> **YOUR INSTRUCTIONS**
Your task is to copy each line of the records that includes the string "think".

> **INFORMATION PROVIDED**
┌──

PR #21251, opened 2024-10-08
🐛 fixed routing error when no recommendations

### LINKED ISSUE #20771: Opening the recommendation popup only works with enabled subscription
### Issue Summary

Trying to open the recommendation pop up (https://example.org/#/portal/recommendations) - e.g. through the URL, or through the "View all" button on the homepage - doesn't do anything when `Subscription access` is disabled / set to "nobody".

### Steps to Reproduce

1. Set the Subscription access to `Nobody` (https://example.org/ghost/#/settings/members)
2. Enable the `publication info sidebar` at https://example.org/ghost/#/settings/design/edit - in the Tab Homepage.
3. Recommend a site (https://example.org/ghost/#/settings/recommendations)
4. See the recommendation panel. (https://example.org)
5. Try to click on "View all".

### Ghost Version

5.89.1

### Node.js Version

v18.20.4

Via Docker Compose

### Database type

MySQL 8

### Browser & OS version

Firefox 129.0.1 (64-Bit) on Windows 11 Pro

_No response_

### Code of Conduct

cathysarisky:
no ref.

The default routing for the portal app is a signup page.  When a site has no recommendations, the result of triggering that page (by following a link that goes there) is a prompt to sign up, or a notification that one cannot sign up, if membership is disabled.

This patch adds a "No recommendations" message, which will be shown if a user follows a recommendations link (#/portal/recommendations) on a site without recommendations.  While we shouldn't end up there very often, it'll make a lot more sense when it does! 

Correction: This fix does _not_ close #20771 - that's a separate bug!


apps/portal/src/App.js
```diff
@@ -854,7 +853,7 @@ export default class App extends React.Component {
             return {
                 page: 'supportError'
             };
-        } else if (path === 'recommendations' && hasRecommendations({site})) {
```
mike182uk, line 857: Ah, this the culprit for no the modal not triggering detailed in the referenced issue?

cathysarisky: I thought so, but on further investigation, I think he was reporting a separate bug in ghost_head that caused no loading of portal. (Separate PR filed.)

apps/portal/src/components/pages/RecommendationsPage.js
```diff
@@ -315,17 +315,29 @@ const RecommendationsPage = () => {
...
+    const heading = pageData && pageData.signup ? t('Welcome to {{siteTitle}}', {siteTitle: title, interpolation: {escapeValue: false}}) : t('Recommendations');
+
+    /* Possible cases: 
+    - no recommendations found - subhead says no recommendations are available.
+    - recommendations found - show generic message
+    - recommendations found and user just signed up - show specific message
+    */
+   
+    let subheading;
+    if (recommendationsEnabled && recommendations && recommendations.length > 0) {
```
mike182uk, line 331: Sorry, one more thing @cathysarisky would we be better initialising recommendations as `[]` instead of `null`? Then we can just check on `.length` to know if there are any recommendations or not 🤔 (not sure if it explicitly needs to be `null`)

cathysarisky: It was that way when I got to it, but I agree, it'd be a little simpler if it were initialized as [].  I can push that change over?

cathysarisky: Oh, no, hang on.  Line 318. We're checking if recommendtions is null and serving the loading page if it is.  So we do need to distinguish between null/uninitialized vs empty array because there are no recs, I think.

mike182uk:
Thanks for this @cathysarisky

fochoa8:
This is what I use in PHP to filter variables, if anyone can translate it, it would be a game changer.

image

image

image

https://github.com/user-attachments/assets/2a6303d0-08d9-4f63-833a-c2be025efab7

Thanks,
Fernando Ochoa Olivares.

MIT Researcher.

PR #21267, opened 2024-10-09
🌐 New translations and bug fix on /month and /year

cathysarisky:
No issue

Wrapped a missing /month and /year string.  Should work with and without trials now.

Added a few additional translations for Japanese and French.

Adjusted German - some strings were too long to fit in the layout.  Changed (the German equivalents of) "Start a X day free trial" to "Select", because the German is just not going to fit on the button.


mike182uk:
Thanks for this @cathysarisky looks great 👌 

Have merged in and should go out in the next release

└──

> **OUTPUT BELOW**
cathysarisky: I thought so, but on further investigation, I think he was reporting a separate bug in ghost_head that caused no loading of portal. (Separate PR filed.)
cathysarisky: Oh, no, hang on.  Line 318. We're checking if recommendtions is null and serving the loading page if it is.  So we do need to distinguish between null/uninitialized vs empty array because there are no recs, I think.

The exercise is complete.